Pros
Good benefits (8% 401k, 11 flexible holidays, 20-25 days PTO, $900 HSA contribution, paid parental leave for birth and non-birth parents). Very open to remote and WFH for most positions. Competitive salary compared to other contractors, but only if you negotiate hard. The work can be interesting, but this is project dependent. Coworkers are typically smart and good people to work with, although sometimes there are bad apples.
Cons
Terrible diversity and inclusivity. For example, executives and leaders use women VPs and directors as secretaries, and you never see men doing these secretarial tasks. Decision makers are extremely resistant to any changes to improve D&I. Awful communication. Feedback and questions go up the management chain, but no responses ever come back. All-hands meetings are rare, and when they happen it's clear the CEO is just reading bullets from a slide and he doesn't actually know what's happening in the company. The CFO told us that company meetings should be on our own personal time, which sounds like a violation of Total Time Accounting. Deceptive and disorganized compensation practices. Managers mislead staff by saying the maximum possible raise is 5-6%, even though some people get multiple 10-12% raises. The company is routinely several months behind on paying out incentives and bonuses, and leadership keeps making excuses instead of solving the problem.

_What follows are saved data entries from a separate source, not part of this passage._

PR #430, opened 2021-01-05
Improve github actions triggers

bpar476:
* Run the full test suite every day at midnight
* Run the Snyk security analysis on every push to default branch

### DIFF
--- a/.github/workflows/mvn_test.yml
+++ b/.github/workflows/mvn_test.yml
@@ -1,7 +1,9 @@
 name: Tests
 
-on: [push]
-
+on:
+  push:
+  schedule:
+    - cron: "0 0 * * *" # every day at midnight
 env:
   MAIN_BRANCH_REF: ${{ secrets.MAIN_BRANCH_REF }}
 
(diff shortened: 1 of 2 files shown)


bpar476:
Once merged, I need to double-check that the `secrets.MAIN_BRANCH_REF` works in the github actions configuration.

.github/workflows/mvn_test.yml
```diff
@@ -1,7 +1,9 @@
 name: Tests
 
-on: [push]
-
+on:
+  push:
+  schedule:
+    - cron: "0 0 * * *" # every day at midnight
```
nghazali, line 6: I think the expression should be  "0 0 0 ? * * " for everyday at midnight.

bpar476: My understanding is 0 0 * * * means:
* At minute 0
* At hour 0
* Of every day
* Of every month
* Regardless of the day of the week.

Isn't `0 0 0 ? * * ` too many characters? Also, what's the difference between `?` and `*`. crontab.guru says `0 0 0 ? * *` is invalid https://crontab.guru/#0_0_0_?_*_*

nghazali: Ops.. in Quartz corn, expression starts with Seconds so for everyday we need three 0 at the beginning.

nanux (approved):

I know several coworkers who were given salaries well below their peers, and later discovered they were getting grossly underpaid. Unclear career paths. The main determinant in getting promoted seems to be amount of contracts you won, or whether you pushed to get promoted. Otherwise it's hard to see the differences between levels once you get passed the 2nd level. Very high attrition rate and low morale. There's someone quitting every week, and employees openly talk about looking for other jobs. Lots of organizational change. Management chains and team cohesion are frequently disrupted by people leaving and teams splitting/merging. It's exhausting to keep up with it.